PR #20, opened 2022-10-03
Remove ell ir gals dosdonts

johnarban:
Removes references to ellipticals and irregulars, and also updates the layout of multiple galaxies. 

Addresses the issues @patudom [mentioned](https://github.com/cosmicds/hubbleds/pull/16#issuecomment-1265708497)
> Please also update the following:
> 
> * Remove the slide "Field with Multiple Objects"
> * Remove the slide "Galaxy Cluster" (since almost all the galaxies we have in clusters will be elliptical)
> 
> On the "Colliding Galaxies" slide:
> 
> * Update the title to be "Field with Multiple Objects"
> * Update the text to say something like "Some fields have multiple objects, such as stars or galaxies, including merging companions or galaxy cluster members."
> * Update caption of the "Don't" image to say "Measure across both galaxies, and don't measure other galaxies that are not in the center in the field."


patudom:
Note, this is a redo of PR #16 to fix an unresolved merge commit.

PR #25, opened 2022-10-07
Fix bug preventing state update in selection tool callback

Carifio24:
This PR fixes a bug that could prevent `gal_selected` in the stage one state from being marked true when a galaxy is selected. There was a bug in the callback we attach to the WWT widget - if the widget's `selected_data` DataFrame is empty, then the call to `self.selected_data['name']` gives an error. This PR adds a check of whether the DataFrame is empty.


patudom:
You rock! Thank you for fixing this.

PR #27, opened 2022-10-08
Stage 3 ux 2

patudom:
I've made a bunch of UX edits to Stage 3. On my computer, this runs in the jupyter notebook, but it won't run in voila for some reason. I'm not sure if it's just my computer being funky, so I'm leaving this as a draft until @johnarban or @heywooddogwood can verify that it runs locally in voila for you.


patudom:
Note - I accidentally broke the Stage 1 -> Stage 2 Intro transition in this PR, so when reviewing, you can "Fill Data Points" on Stage 1 then jump straight to stage 3. I will send a fix to PR 31.

johnarban:
@patudom this PR looks good. 

I saw the Sage 1/2 transition break, but I went through and filled it in manually so I could see all the changes 

There are a couple things I've noted, just putting them here for now. 
> Stage 1: the reflection appears early on `rep_rem1` rather than on `ref_dat1` where it is introduced
> In Stage 3: we should toggle the line fitting and drawing tools off until the appropriate marker.

patudom:
Both @johnarban and @heywooddogwood were able to run this PR, so I will merge for now, and we can fix additional issues in later branches.

PR #28, opened 2022-10-11
S3 race dialog

heywooddogwood:
Converted the guideline alert for the running race guideline into a pop-out dialog. It still functions in the typical back/next structure of the guidelines. In the process, the multiple choice feedback items have been updated to get a semi-opaque black background to be easier to read on the guideline red. Also, the running race now has a split column structure that will allow for an image to be dropped in.


patudom:
Closing this since Harry has brought over needed features from this branch to PR #53.

Issue #36, opened 2022-10-14
Mixed up markers


patudom:
If you complete Stage 1 by going through the actual steps of the activity, when you start Stage 2, you will not be at the correct marker.

I think I figured out why this is happening, but I don’t know how to fix it:

- We use a lot of the same on_marker_update code in both Stages 1 & 2 & and presumably will in Stage 3 when we get that more built out.
- Markers that auto-advance in Stage 1 trigger this blurb of code in Stage 2:

`
 def _on_marker_update(self, old, new):`

        if new in self.stage_state.step_markers and advancing:  

            self.story_state.step_complete = True  

            self.story_state.step_index = self.stage_state.step_markers.index(
                new)`

This advances the Stage 2 markers through the "step_markers" sequence, so usually, you end up at "est_dist1" when starting Stage 2 instead of "ang_siz1".

`
    step_markers = CallbackProperty([  `

        'ang_siz1',  

        'ang_siz3',  

        'est_dis1'  

    ])

I guess this is happening because all the stage markers are listening for the same callbacks? Is there something we can do to make them independent of each other? Two of the markers are also repeated in Stages 1 & 2, so I tried to differentiate the Stage 2 marker names, but that didn't make a difference.

patudom:
Fixed by #40.

PR #37, opened 2022-10-14
Mixed up markers

patudom:
This is not meant to be merged in. I'm posting it in case it's helpful for reproducing what I'm reporting in Issue #36, which I think explains why we are having Stage 2 marker problems, but I don't know how to fix them.


patudom:
The relevant commit here is [439cb82] and possibly [5e04d58].

PR #38, opened 2022-10-14
All stages ux updates pat

patudom:
I believe Stages 1 & 2 and their intros should be more or less fully functional on a clean single pass through (i.e., as long as user doesn't log out and log back in or do anything crazy), except:

- See mixed up Stage 2 marker issue #36. @Carifio24, can you please help fix this before we deploy it this afternoon?
- Stage 2 doesn't automatically link to Stage 3, but I can fix that in the morning.
- There was a merge conflict from PR #30. I wasn't sure which should take precedence, so I accepted both and nothing has broken yet. Please fix if I've done that incorrectly.


patudom:
Closing this PR because it only has 3 commits. See instead PR #39. (I renamed this branch part way in, and it seems like it only sent the commits from prior to the name change).

PR #46, opened 2022-10-17
Allow selecting another galaxy if one is removed via flagging

Carifio24:
This PR fixes a bug (reported in the state testing Issue) where a student could not select replacement galaxies if they flagged one or more in stage two. Since the stage instances can't communicate between themselves except via a story, I fixed this using some glue messaging, which I thought was simpler than adding extra story state management and callbacks.


patudom:
I flagged a galaxy in Stage 2. When I returned to stage 1, the spectra were no longer loading:

Screen Shot 2022-10-18 at 12 31 25 PM

This may have been a fluke because when I tried again the spectra were there as expected. Will try a couple more times and see what happens.

patudom:
Regarding the above issue, it seems to happen if you go through all of Stage 1 and complete all the measurements. Every time I've done that (which is the likely scenario for a student), when I flag something in Stage 2 and come back, the spectra do not load.

Stage 2 is also behaving weirdly. Besides the large list of error messages sent to @Carifio24 on Slack (associated with the "next" button on the first Stage 2 guideline not advancing), the measuring tool did not appear as expected in the WWT viewer:
Screen Shot 2022-10-18 at 1 25 53 PM

patudom:
@johnarban and I decided for now to disallow flagging of galaxies. If they are able to display the galaxy to select in Stage 1, it should appear fully loaded in Stage 2, so hopefully they will never need to flag a galaxy. (And we think we've been thorough in purging bad spectra. And if they hit a dead tile on Stage 1, they just won't select it.)

patudom:
Closing this for now. We can resurrect it after the beta test.

PR #49, opened 2022-10-18
Stage 3 ux 4

patudom:
Lots of new Stage 3 guidelines, through the end of the reflection sequence for "my classmates' data."

- The guidelines are mostly in place, but much of the sequencing of available buttons/other logic doesn't work yet.
- Some reformatting of guideline components and editing of text still needs to happen.
- What viewers should appear with which guidelines is not correct yet. We need to think about what to make available. I think we may want to leave all previous viewers up once we get to them. Will need to experiment.


patudom:
Closing this. Superseded by PR #51

PR #51, opened 2022-10-19
Stage 3 ux 5

patudom:
This includes everything in PR #49 and more, so I am closing that one. @heywooddogwood, please review this one instead.

Lots of new Stage 3 guidelines, through the end of the reflection sequence for "my classmates' data."
- The guidelines are mostly in place, but much of the sequencing of available buttons/other logic doesn't work yet.
- Some reformatting of guideline components and editing of text still needs to happen.
- Suppress display of line-fit label until correct guideline is reached; for now display only age, not slope.
- Start experimenting with which viewers should appear as we pass through the guidelines. For now, most will stay visible "forever" once a certain guideline is reached, but the "OUR DATA" and the viewer with the slider are redundant, so replace the our data viewer with the slider viewer when that guideline is reached.


heywooddogwood:
Everything looked good in my run-through. merging.

Issue #293, opened 2023-08-04
distance_tool usability improvements


patudom:
In distance_tool if student clicks to start drawing their line, but then immediately releases the mouse without a drag, the measuring tool ends up in a "stuck" state, where there is no measuring line and no actions can be taken other than to stop the measurement and start over. 

Note: for easy testing, `student_id=4172` will open the app to the correct point (as long as we all use `update_db = False` when using this student.

https://github.com/cosmicds/hubbleds/assets/12750048/ffb93583-1656-4879-8e45-b01c455f9593

- [x] Proposed UI change (Jon):

- Click mouse down and up to set first end point of line.
- Move mouse to extend line (without having to hold down click).
- Click mouse down and up to set 2nd end point of line.
- If student puts 2nd end point on top of 1st end point (without moving mouse in between), keep tool in "drag mouse to extend line" mode.
- When user wants to edit their line, they click an end point to "pick it up," then they can move mouse to change the end point's location without having to hold down the mouse button.

- [ ] #304
- [ ] #305

patudom:
#296 addresses the distance tool usability. Closing this and will address #304 and #305 separately.

PR #296, opened 2023-08-08
Modify distance tool interaction to avoid stuck state

Carifio24:
This PR modifies the interaction of the distance-measuring tool to match the scheme described in #293. Now, the initial creation of the measuring line is done without dragging - after the tool has been activated, the first click places one endpoint of the line, and the line will follow the user's mouse until they make another click. If the user doesn't move between the first and second clicks, the second click is just ignored and the tool remains in the "drag to extend line" mode.

Note that the post-line creation interaction has not been modified - it's still the same grab-and-drag interaction.

### DIFF
--- a/src/hubbleds/components/distance_tool/distance_tool.vue
+++ b/src/hubbleds/components/distance_tool/distance_tool.vue
@@ -83,17 +83,17 @@
         {{ measuring ? 'Stop measuring' : 'Start measuring' }}
       </v-tooltip>
     </div>
-            <contrast-brightness-control 
-                inlineStyle="padding: 0.5em 0;"
-                :enabled=true  
-                :showContrast=false
-                :reset="reset_style"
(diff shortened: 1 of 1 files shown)


patudom:
In some circumstances we can't reproduce reliably, it is still possible to get the measuring tool into a state where the measured line disappears completely (presumably because we gave it a "zero" value), but the tool is still "active" and the user will be stuck. 

Two ways I've been able to make this happen:

- I double clicked on the same spot, or 
- I clicked for 1 endpoint, moved the mouse around, and brought the line back to the exact same endpoint and clicked again.
 
These actions don't consistently put the tool in the bad state. If we can't figure out how to reproduce or fix this, we'll make this its own issue and keep an eye on it.

Carifio24:
@patudom My latest commit changes the updating portion of the interaction to also not require dragging. I think it's where we want it to be now - let me know if you notice any issues.

PR #297, opened 2023-08-10
Use session for requests

Carifio24:
This is the companion to (and depends on) https://github.com/cosmicds/cosmicds/pull/261 - this PR updates the Hubble stages and components to make requests using a session with a proper authorization header for the backend server.

### DIFF
--- a/.gitignore
+++ b/.gitignore
@@ -14,6 +14,9 @@ __pycache__/*
 */.ipynb_checkpoints/*
 .DS_Store
 
+# Environment variable deinitions
+.env
+
 # Project files
 .ropeproject
 .project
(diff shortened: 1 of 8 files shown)


Carifio24:
As far as using this locally goes:

- Place your `.env` file with your API key in the same directory as the notebook (i.e. `src/hubbleds/.env`)
- One way to load environment variables is to use the `dotenv` package, which you'll need to install (`pip install python-dotenv`). I've added a cell to the beginning of the HubbleDS notebook that will call that package's `load_dotenv` function to load in your environment variables

CC @patudom @johnarban @nmearl @heywooddogwood

PR #287, opened 2023-07-20
Fetch data at stage 5 and store class data size

Carifio24:
This PR adds an additional call to update the class data when the student first reaches stage 5. Once `max_stage_index` is at least 5, the repeated query for more class data is stopped (to keep the data constant as the student explores/answers questions about it), so this gives one last update.

Additionally, this adds a stage 5 state variable `class_data_size`, which is updated whenever the class data is updated.

PR #299, opened 2023-08-15
Update stage 5 guidelines 2

patudom:
This builds on #287 and includes a guideline telling students that their "class" only includes everyone who has finished their measurements at that point.

Also minor text edits.


patudom:
@heywooddogwood, you can ignore this PR for now. We are going to finalize the class data handling plans and then make sure the guideline text makes sense as a final step.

___

### INSTRUCTIONS FOR THE TASK
Whenever a line of the material above contains the string "brought", copy that line out.

### SOLUTION TO THIS EXERCISE
Closing this since Harry has brought over needed features from this branch to PR #53.
- I clicked for 1 endpoint, moved the mouse around, and brought the line back to the exact same endpoint and clicked again.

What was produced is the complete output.